En los primeros años de los congregantes, la construcción de esa gran comunidad de fe que era además familia, se conseguía, según nos cuenta Ignacio Otaño, con propuestas de ocio sano, disfrutando juntos:

El resto de la tarde hasta la hora de la Asamblea pública se dedica a la diversión en común, que suele consistir en paseos, juegos, etc., que refuerzan la unión, permiten el intercambio informal y hacen atrayente la congregación y la instrucción religiosa. “Así se aleja a la juventud de las diversiones peligrosas y se trabaja por crear y mantener el espíritu de cuerpo.” (Pág. 42)

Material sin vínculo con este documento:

PR #71, opened 2018-11-23
MAINT: use environment.yml to create CI environment

glemaitre:


jorisvandenbossche:
This is a good improvement to clean up the environment used to test the full thing, but what I additionally meant in my other comment: we can make another environment (which doesn't need that much packages, only rampwf and the dependencies needed for the iris kit), that is then actually used for the CondaEnvWorker

glemaitre:
Oh sorry I did not read fully the comment. It makes a lot of sense.

PR #78, opened 2018-11-27
[MRG] MAINT: remove deprecation warning from wtforms

glemaitre:
Remove couple of deprecation warning due to WTForms


glemaitre:
@kegl @jorisvandenbossche @aboucaud This should be safe to merge

PR #80, opened 2018-11-28
[MRG] MAINT: moving databoard module one level down

aboucaud:


glemaitre:
Can we do that after my PR :)

aboucaud:
Then hurry up, I'm almost green :)

jorisvandenbossche:
Can you try merging this in your PR? (just as a try, we were wondering if that would work :-))

jorisvandenbossche:
But something else, I would try to finish your current PR, and do a futher batch of clean-ups in a next PR. As there are already some things in your PR I would want to use for the testing.

glemaitre:
> But something else, I would try to finish your current PR, and do a futher batch of clean-ups in a next PR. As there are already some things in your PR I would want to use for the testing.

We can merge my PR now. I will just freeze what I have now. I would like that we fix the issue with the password checking thought.

aboucaud:
It's green now @glemaitre..just sayin'

PR #87, opened 2018-11-28
[WIP] REFACTOR: continutation of adding test, enhancement, and documentation

glemaitre:


glemaitre:
I need this PR to make the training loop which could use the worker.
I let some TODO which we can come in while to refine some of the part.

PR #93, opened 2018-12-17
EHN: Create dispatcher for RAMP workers

glemaitre:


glemaitre:
@kegl @agramfort @jorisvandenbossche You can have a first look at what we are aiming with the dispatcher and worker. It works locally (you need to fetch the branch that I opened in `ramp-workflow`).

We will have to loop with @jorisvandenbossche to decide how to handle the configuration which are passed.

glemaitre:
@aboucaud I think that I am almost done with the dispatcher.
Now, that I wrote mainly test for some of the `db_tools` from `databoard`, I actually see that you rewrote some of those in `rampdb.tools`. At least, I can move some of the missing tools there and try to merge with what I updated and port all the tests that I wrote. On the other side, I see that you recreate a `db` instance in each of the function. Is there any reason for that? I would assume that this is cleaner but it required to pass a config file each time, isn't it?

glemaitre:
I will merge this PR now (once travis is green). It is still experimental but it will allow me to start migrating the function required in `ramp-database` and add a serie of units test there.

aboucaud:
> On the other side, I see that you recreate a `db` instance in each of the function. Is there any reason for that? I would assume that this is cleaner but it required to pass a config file each time, isn't it?

No specific reason except I wanted to avoid keeping the connection alive and I did not take the time to implement a proper wrapper to the db context manager.

aboucaud:
Nice ! The dispatcher looks really neat.

glemaitre:
> No specific reason except I wanted to avoid keeping the connection alive and I did not take the time to implement a proper wrapper to the db context manager.

OK I see. So this is the clean version of some of the `db_tools`. Great, I see what I have to do now to migrate some of the things that I tested there.

@aboucaud I have another quick question. In `rampdb.tools.tools`, there is some `get_*` function but they are taking no session. I don't see how they can work without a connection and they are used nowhere. The same tools are in `db_tools` to call using `db`. So I am wondering why those tools are not interface in `query` and `api` like the other functions?

aboucaud:
These methods were defined within the db definitions in `model.py`, which is the only reason I put them here. Now I think that @kegl either replaced or deprecated them. If you don't find any occurence of them being used then you can get rid of them.

PR #101, opened 2018-12-21
[WIP] EHN: create ramp-utils to share tools across RAMP bundle

glemaitre:
This PR intend to create a package to pack tools shared across all the different RAMP package:

* management of the `config` file: we are going to have a single `config.yml` file and it seems that it is not the role of any of the package to handle part of the handling of this config.
* some module reuse some code which was duplicated: e.g., import from source


glemaitre:
This PR is temporary since there is no test in ramp database. I am going to introduce a dummy test just to be sure that travis stop to turn red as a false alarm. I will merge this PR then to be able to move to another PR on rampdb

Sin embargo, esta dimensión lúdica es la más ausente en nuestras asambleas, todo es más funcional y hay cada vez menos espacios para compartir la diversión. Por otra parte, a la hora de construir algo, cuando hablamos de familia, a veces hay que renunciar a lo propio o aplazar proyectos para buscar el equilibrio entre eficacia y comunión para no generar más enfrentamientos de los necesarios. Es muy fácil que la gente tome posiciones en distintos bandos dentro de la comunidad de fe a cuenta de proyectos y decisiones particulares que polarizan a la gente destruyendo la comunión. Con más tiempo de convivencia, estos enfrentamientos podrían mitigarse.